We as grieving people walk around trying to hold an identity of being someone who can operate fully in the land of the living, and we recognize and appreciate its beauty and how remarkable it is to be a part of the land of the living. We also hold this identity that is somewhere else — trying to keep close to someone who is cellular but not seen. Holding both of those identities is exhausting.
The memoir includes the letters from you and Matt to Havi. They are honest and direct; you wrote to her about what was happening to her and how you were feeling about it.
I felt like we owed her that. We had this desire to find a portal to her and between us because we couldn’t communicate with her in the way I always imagined I would with a child. It was our way of parenting our dying daughter and we didn’t have time for small talk. Time had collapsed on itself. All we had was our most honest, raw, real feelings, and I felt if I couldn’t give her that as her mom, then I would be failing her.
There is a scene in the book where tell your parents that Havi will die in a few days. As you drive away, you catch a glimpse of them collapsing into each other. Can you talk about the helplessness your parents and Matt’s parents felt in not being able to make it better for you both?
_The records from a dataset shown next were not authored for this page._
PR #756, opened 2023-01-11
macOS gamepad support

kotleni:
## Description
Implemented gamepad support on macOS. This works with my  <a href="https://github.com/kotleni/VirtualHID-macOS">driver for virtual HID devices</a> (you can copy this repository for yourself, the code is not licensed). Vibration not supported. I also added the IOKit dependency (shipped with Xcode).

_Sunshine host tested on Macbook Air M1 (2020).
Tested on two clients (Moonlight-nx (Nintendo Switch), and Moonlight (iOS))._

## Type of Change
- [ ] Bug fix (non-breaking change which fixes an issue)
- [x] New feature (non-breaking change which adds functionality)
- [ ] Breaking change (fix or feature that would cause existing functionality to not work as expected)
- [x] Dependency update (updates to dependencies)
- [ ] Documentation update (changes to documentation)
- [ ] Repository update (changes to repository files, e.g. `.github/...`)

## Checklist
- [x] My code follows the style guidelines of this project
- [x] I have performed a self-review of my own code
- [x] I have commented my code, particularly in hard-to-understand areas
- [x] I have added or updated the in code docstring/documentation-blocks for new or existing methods/components

## Branch Updates
LizardByte requires that branches be up-to-date before merging. This means that after any PR is merged, this branch
must be updated before it can be merged. You must also
[Allow edits from maintainers](https://docs.github.com/en/pull-requests/collaborating-with-pull-requests/working-with-forks/allowing-changes-to-a-pull-request-branch-created-from-a-fork).
- [ ] I want maintainers to keep my branch updated

PR #5171, opened 2026-05-22
feat(macos): virtual HID gamepad emulating Razer Serval

### LINKED ISSUE #21: Gamepad support in Sunshine on macOS
### Is there an existing issue for this item?

### Repositories

LizardByte/Sunshine

### Languages/Skills/Technologies

C, C++, macOS, CMake

### Description

macOS is in a limited mode without gamepad support. There was a previous attempt to add this, but it randomly failed.

- https://github.com/LizardByte/Sunshine/pull/756
- https://github.com/LizardByte-research/VirtualHID-macOS (fork of kotleni's repo before it was deleted)

### Estimated Effort

effort:Extra-Large

### Priority

priority:Low

### Target Milestone

6+ months

### Dependencies

If we go with the Kexts route, it will require a Apple developer account ($100/yr) which will probably happen after LizardByte is incorporated as an LLC.

SayHi044:
## Description
Adds gamepad support to the macOS platform.

Achieved by publishing a virtual gamepad and translating Moonlight controller state into HID input reports via `IOHIDUserDeviceCreate`. No kext, no third-party driver — unlike the prior attempt (#756 ), which depended on an external VirtualHID driver. It emulates a Razer Serval, because it is auto-recognized by SDL/Steam/Wine with working analog triggers.

**Testing**
Setup: host — MacBook Pro M4 (macOS 26.5); client — Steam Deck, used as the Moonlight (v6.1) client in both desktop and gaming modes.

- Native macOS Steam — verified with No Man's Sky: the controller is auto-recognized with no setup prompt.
- Windows game via CrossOver (Wine) — verified with Clair Obscur: Expedition 33. 
- SDL probe — with no injected mapping, SDL reports isGameController=YES and applies the built-in mapping.

**Code signing**
`IOHIDUserDeviceCreate` needs the `com.apple.developer.hid.virtual.device` entitlement (added in `sunshine.entitlements` and wired into the codesign step). It's an Apple-restricted entitlement, so the official signing identity must be authorized for it (documented in docs/building.md).

#### Roadmap Issues

- Closes https://github.com/LizardByte/roadmap/issues/21

## Type of Change

## Checklist

### AI Usage


ReenigneArcher:
Sorry, jthread doesn't work on older macOS versions. You can use a nosonar comment, like https://github.com/LizardByte/tray/blob/fc343dcea4061b06a81bfa72dfe19626f549edcd/tests/unit/test_tray.cpp#L119

docs/building.md
```diff
@@ -234,6 +234,53 @@ ninja -C build
   }}
 }
 
+### macOS code signing & entitlements
+The macOS virtual gamepad publishes a virtual HID device via `IOHIDUserDeviceCreate`,
+which requires the `com.apple.hid.manager.user-access-device` entitlement. Without it,
+AMFI terminates Sunshine the moment a controller is first connected.
```
ReenigneArcher: So, if we don't sign then Sunshine will not work at all?

This is going to break the homebrew package, and make it difficult to test any PR builds as those are not signed.

src/platform/macos/input.cpp
```diff
@@ -22,14 +29,201 @@
...
+}
+
 /**
  * @brief Delay for a double click, in milliseconds.
  * @todo Make this configurable.
  */
 constexpr std::chrono::milliseconds MULTICLICK_DELAY_MS(500);
 
+// Gamepad HID report descriptor — emulates a Razer Serval (VID 0x1532 /
+// PID 0x0900, an Android/PC Bluetooth gamepad).
```
ReenigneArcher, line 54: What would be required to emulate standard Xbox and PlayStation gamepads?

src/platform/macos/input.cpp
```diff
@@ -583,29 +1081,17 @@ const KeyCodeMap kKeyCodesMap[] = {
     // Unimplemented feature - platform_caps::pen_touch
   }
 
-  /**
-   * @brief Sends a gamepad touch event to the OS.
-   * @param input The global input context.
-   * @param touch The touch event.
-   */
+  // Sends a gamepad touch event to the OS (documented in src/platform/common.h). Unimplemented on macOS.
```
ReenigneArcher: you can just remove the comments if they're duplicated in the common.h file

src_assets/macos/build/sunshine.entitlements
```diff
@@ -0,0 +1,20 @@
...
+<!DOCTYPE plist PUBLIC "-//Apple//DTD PLIST 1.0//EN" "http://www.apple.com/DTDs/PropertyList-1.0.dtd">
+<plist version="1.0">
+<dict>
+    <!--
+      Required for the virtual HID gamepad (src/platform/macos/input.cpp).
+      IOHIDUserDeviceCreate() needs this entitlement to publish a virtual
+      input device; without it AMFI kills the process when a controller is
+      first connected.
+
+      NOTE: this is an Apple-RESTRICTED entitlement. A Developer ID build must
```
ReenigneArcher, line 12: I have to make a change in the apple developer portal for this?

ReenigneArcher (commented):
Thank you for this PR! It's a highly requested feature for a long time.

Looks like you can remove these lines:

- https://github.com/LizardByte/Sunshine/blob/3c54d5ff3acf40b533e5850fdf792f30aec0523f/docs/getting_started.md?plain=1#L308-L309
- https://github.com/LizardByte/Sunshine/blob/3c54d5ff3acf40b533e5850fdf792f30aec0523f/gh-pages-template/_data/features.yml#L34 ... and might need to adjust the wording if Xbox or PlayStation cannot be emulated on macOS.

docs/building.md
SayHi044: Sorry, that was misleading — it doesn't break unsigned builds. Only the gamepad is unavailable; everything else runs fine. I've fixed the docs.

The entitlement is only added when the app is actually signed (SHOULD_SIGN=true in cmake/packaging/macos.cmake), so Homebrew and PR builds never claim it and AMFI has nothing to reject. In that case IOHIDUserDeviceCreate just returns NULL and a connecting controller is simply ignored (I checked with a quick repro — no crash, no SIGKILL).

src/platform/macos/input.cpp
SayHi044: I tried emulating an Xbox gamepad, but it doesn't work properly: Xbox controllers use Microsoft's proprietary GIP protocol instead of HID, so even when the device is detected, its inputs aren't recognised.

PlayStation looks doable since DualSense/DualShock are HID, so that could be the next step — but it's a bigger effort, because I'd have to emulate the full controller protocol (rumble, touchpad, motion, etc.) to do it properly.

So I'd start with the generic gamepad: it already works with a PlayStation controller connected on the client side (I tested with a DualSense), just without the PS glyphs and the extra features.

src/platform/macos/input.cpp
SayHi044: Removed

src_assets/macos/build/sunshine.entitlements
SayHi044: Honestly, I'm not sure — it isn't documented, and I don't have an Apple Developer ID to test it myself. That's my main concern: without an authorized signing identity, it only works in AMFI-relaxed environments, not on normal user machines.

Could you try signing it with your Developer ID and see if it goes through? If it doesn't, it may be worth asking Apple support whether this entitlement can be authorized for the identity at all.

If that doesn't work, I can try to use the CoreHID framework — but it's Swift-only (so it'd need a bridge from the C++ backend) and it raises the minimum macOS to 15+, so I'm not sure it'd suit the project.

P.S. I picked this up mainly because I'd love to see the feature in Sunshine myself. Fair warning though — I'm a Python dev without much hands-on macOS experience, so thanks for your patience.

andygrundman: You request entitlements by going to https://developer.apple.com/account/resources/identifiers/list and configuring the identifier (FQDN/namespace). Some entitlements are self-service, they are on the first tab Capabilities, I don't think Sunshine needs any of those. The 3rd tab is Capability Requests where you'll find "HID Virtual Device". You have to fill out a simple form where you just explain how the app will use it.

andygrundman:
I saw the comment about not supporting rumble. I think supporting rumble is pretty important, as well as probably touchpad and gyro. Can we match the features that are available on Linux?

src_assets/macos/build/sunshine.entitlements
ReenigneArcher: Thanks! I submitted the request.

SayHi044:
> I saw the comment about not supporting rumble. I think supporting rumble is pretty important, as well as probably touchpad and gyro. Can we match the features that are available on Linux?

It wasn't my initial goal, but yeah, that seems doable. But it means emulating a DualSense specifically, not the generic gamepad I'm using now. As far as I see, the generic one can't do rumble/touchpad/gyro: macOS only sends rumble to a controller it recognises as real, and touchpad/gyro only surface for controllers the system actually parses.

It's a fair chunk of work tho — basically a second backend. So, referring to [my previous comment](https://github.com/LizardByte/Sunshine/pull/5171#discussion_r3293423616), I think it makes sense to start with the generic approach and then move to the DualSense emulation.

But I’m flexible about that. If @ReenigneArcher also thinks that we should deliver DS emulation as well - I can work on that since I planned to do that anyway, just as a separate step.

ReenigneArcher:
> I think it makes sense to start with the generic approach and then move to the DualSense emulation.

Since this has been a lacking feature for the whole existence of Sunshine on macOS, I think I agree.

I do wonder if it would make sense to make a virtual input library and then just have Sunshine consume it? Similar to https://github.com/games-on-whales/inputtino ... this isn't much code right now, but it might make it nicer to extend with new types of gamepads and new features like rumble.

andygrundman:
OK I don't have a sense of how much more work it is. We will need to find a different ID to use though, Razer is not a good choice. 

I built this and just did a quick initial test.  I found that the mapping is a bit wrong. Right trigger and right stick axes are swapped and possibly a few more buttons are wrong. I was testing from a Steam Deck.

SayHi044:
> OK I don't have a sense of how much more work it is. We will need to find a different ID to use though, Razer is not a good choice.
> 
> I built this and just did a quick initial test. I found that the mapping is a bit wrong. Right trigger and right stick axes are swapped and possibly a few more buttons are wrong. I was testing from a Steam Deck.

I don't have such issue on my setup. Can you please share more details about yours? I'll try to repro this bug when I'll have some time

andygrundman:
I'm not a fan of the Lumen project, but they did a controller implementation, you may want to take a look at what it was doing. For example, [here's the device](https://github.com/trollzem/Lumen/blob/main/src/platform/macos/hid_gamepad.m) they created.  It also uses a different entitlement `com.apple.developer.hid.virtual.device`. I think it's worth at least understanding all our options if there are multiple ways to do this. 

```
    NSDictionary *props = @{
        @kIOHIDVendorIDKey:       @(0x1209),  // Generic (pid.codes open-source VID)
        @kIOHIDProductIDKey:      @(0x5853), // Not in SDL's known controller database
        @kIOHIDManufacturerKey:   @"Sunshine Virtual Gamepad",
        @kIOHIDProductKey:        [NSString stringWithFormat:@"Sunshine Gamepad %d", _gamepadIndex],
        @kIOHIDSerialNumberKey:   [NSString stringWithFormat:@"SUNSHINE-%d", _gamepadIndex],
        @kIOHIDTransportKey:      @"USB",
        @kIOHIDReportDescriptorKey: [NSData dataWithBytes:kHIDReportDescriptor
                                                   length:sizeof(kHIDReportDescriptor)],
    };
```

SayHi044:
Sorry for the long silence, I had a really busy week at work. Let me go through all the pending comments.

---

> I do wonder if it would make sense to make a virtual input library and then just have Sunshine consume it? Similar to https://github.com/games-on-whales/inputtino ... this isn't much code right now, but it might make it nicer to extend with new types of gamepads and new features like rumble.

@ReenigneArcher I agree that it is the right direction. But since for this PR we are going to ship only 1 gamepad type support and we didn’t try if the signing is working yet - I’d do this as a part of addition of the DS support.

---

> I built this and just did a quick initial test. I found that the mapping is a bit wrong. Right trigger and right stick axes are swapped and possibly a few more buttons are wrong. I was testing from a Steam Deck.

@andygrundman
I spent some time trying to catch cases when my approach doesn't work.
The mapping is correct *for SDL* supporting games. What varies is how each macOS app reads the HID device.
Test map:
| How the app reads controllers | Detects the pad? | Mapping |
|---|---|---|
| **SDL** — native Steam games, and Steam's own controller layer | yes | ✅ correct |
| **Wine / CrossOver** XInput | yes | ✅ correct |
| **Raw HID** — e.g. a browser's Gamepad API (Chrome) | yes | ❌ mismapped — RT/right-stick swap + some buttons off |
| **Apple `GameController.framework`** — Safari, native-API Mac games | ❌ **not detected at all** | — |

I also did try forcing Steam Input for broken cases, but it didn't help.

I think the root cause of the swap in your case is that the Serval's axis usages are non-conventional (right-stick-Y on Rx, triggers on Ry/Rz), so they only decode correctly when the consumer applies SDL's Serval mapping.

**TL;DR** Current approach works with SDL or XInput supporting apps and doesn't work on apps which rely on Raw HID or Apple's GameController.framework.

@andygrundman Can you please share what game you used for test? And how did you run it (Steam, native, else). I want to confirm that it was the described case, and not something else.

---

> I'm not a fan of the Lumen project, but they did a controller implementation, you may want to take a look at what it was doing. For example, [here's the device](https://github.com/trollzem/Lumen/blob/main/src/platform/macos/hid_gamepad.m) they created. It also uses a different entitlement `com.apple.developer.hid.virtual.device`. I think it's worth at least understanding all our options if there are multiple ways to do this.

I did take a look at their implementation. They use generic gamepad, which is not auto-recognised and needs additional setup. My approach was to avoid that fully, to make it more _“plug-n-play”_.

However, I did test if the entitlement they use works with my build and it is. **I did switch the entitlement**, because it seems a better fit. **Thanks for pointing that out! @andygrundman**

I see that they also delivered some other features for macOS, but this is a whole other topic.

---

Also, I noticed #5203, which targets the same macOS gamepad gap.  I’m glad that this issue caught more attention, this is cool!

It's derived from Lumen, so its generic-controller identity and its signing/entitlement model are the same as Lumen's — I covered how that differs from this PR above.

andygrundman:
Tested the latest commit, 9078d5fad. You're right about the mapping, it works in Steam but is mis-mapped in the HID mode for browsers. In the Steam controller test, the gamepad inputs feel very laggy, like they are being processed at 1fps or something.

Speaking of Steam, I downloaded the Mac version of Mina the Hollower. Controller seems to work ok in the game, but there are a lot of worse problems going on:

* Sunshine turns red in Activity Monitor because some thread has locked up.
* Steam Deck reports it's getting 90fps but everything feels much slower.
* If Mina is run fullscreen, when Game Mode gets engaged, Sunshine basically grinds to a halt and can't even manage to update a single frame. I think the only solution is to disable Game Mode. Needs more research into what other apps are doing, maybe there is an official Apple suggestion here. If you can't play with Game Mode, it's just one more reason to not use your Mac for games. 

Normally I don't even bother to launch a game because the experience is already so bad you can't even use it for remote desktop work, let alone a game. My M1 Pro has never felt slower.

docs/building.md
```diff
@@ -235,6 +235,56 @@ ninja -C build
...
+    csrutil disable
+    nvram boot-args="amfi_get_out_of_my_way=0x1"
+    ```
+    Reboot back into macOS.
+  - **Apple Silicon:** boot into Recovery (hold the power button), set the startup disk to
+    *Reduced Security* with *"Allow user management of kernel extensions"* via Startup Security
+    Utility, then from a Recovery Terminal:
+    ```bash
+    csrutil disable
+    bputil -k    # follow the prompts to allow boot-args
```
SpaceKittyCow, line 278: Hey, sorry to barge on this code review. 

First off thanks so much for doing this! I was so excited to be able to do this on my Tahoe M4 Mac, I built and ran this branch. Got Sunshine up and running, and then I made it to here, and realized:

A) This command ran, but did not allow for the nvram update command below, due to permission issues from io/common.

B) Realized that I was in very unsafe territory on my MacOs. I've worked in Software, and some in MacOs OS in virtualization before silicon, but I was not aware enough how quick I could break my whole computer until this didn't work. 
 
To try to solve A, I read through bputil documentation here: https://keith.github.io/xcode-man-pages/bputil.1.html and it looked like -a may also be needed, but when I tried it still failed. I pulled back and reset full security privileges for the time being. 

For B, wonder if there should be a good warning in the documentation before hand, or in the future an way to have a binary build with the developer key with a CI/CD pipeline. 

Sorry if this is to much. I really want this to work and come out!

ReenigneArcher:
Virtual input in Sunshine is going to go through https://github.com/lizardByte/libvirtualhid, there's an in process PR https://github.com/LizardByte/Sunshine/pull/5368. I have a few things to wrap up before merging. After that's merged I'll begin looking at how to accomplish this on macOS without requiring user hacks.

Not sure if it would be better to have a secondary application and communicate through it via IPC, or just bake everything right into Sunshine. Sunshine is allowed the "HID Virtual Device" entitlement now, so that shouldn't be a problem.

ADIKANT:
Hi there, are there any updates on the topic? would be nice to get steamdeck support with macOS games native from steam or crossover and seems like the topic didn't land anywhere

ReenigneArcher:
SOON<sub>tm</sub>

When it comes to Kaia, I have such a hard time watching her struggle, be afraid, or experience sadness. I’m constantly reminding myself that it’s the greatest gift to give her the time and space to be sad, to trust that it’s an emotion she has the capacity to hold.
And as it relates to my parents, they were so brave and trusting. They knew I could fall apart and still find my way. That lack of judgment is so undervalued in the parent-child relationship. Judgment can get in the way of being able to walk alongside someone who isn’t able to exist in the way that they wish they could because they are so overcome with anguish.
Your memoir also highlights not only how you and Matt cared for Havi while she was dying but also how you cared for her in the immediate hours and days after her death. Why was this important for you to share?
So often we aren’t told what we are allowed to do when someone is dying at home.
The pediatric palliative care movement is an essential component to Havi’s story. It’s important to partner with families and for families to learn to follow their children’s leads and to also trust themselves.
Secondly, we’re not told about what to do when someone dies at home. We just aren’t told what’s allowed, and so we make a lot of assumptions. My sister spoke with a death doula, kind of behind the scenes, for guidance. We were able to care for Havi the way we wanted to and I have no regrets.
Kaia, who is now three-and-a-half, had time with Havi. Ezra, who is now one-and-a-half, was born after she died. How do you help them understand this loss as they get older?
Right now Kaia doesn’t appreciate death as permanent. She often thinks of Havi as living in a different house, or she’ll tuck her into her heart so she can be cozy. Her next developmental phase will be understanding that death is permanent. Ezra looks at pictures of her and says, “Baby sister.” Both Kaia and Ezra will have to learn to understand they have a sister they will never grow up with, and that’s really, really hard. So what we really try to do is not project our adult interpretations of death onto them. We follow their lead and answer their questions as they come. We try not to answer the questions we think they’re asking.
Havi sounds like she was a true New Englander, especially when it came to weather — the drizzlier the better, the bigger the waves the better.
It quickly became clear that the natural elements really enhanced Havi’s well-being. She was drawn to the wind and the snow. She’d stick her tongue out and try to catch flakes on it. She loved being right at the edge of a ridge that in my mind was quite terrifying and in hers maybe exhilarating.
She seemed to turn towards sunsets. Her eyes would lighten when she noticed the purple and pink streaks in the sky. In that way she taught us, taught me, to be in conversation with the natural world.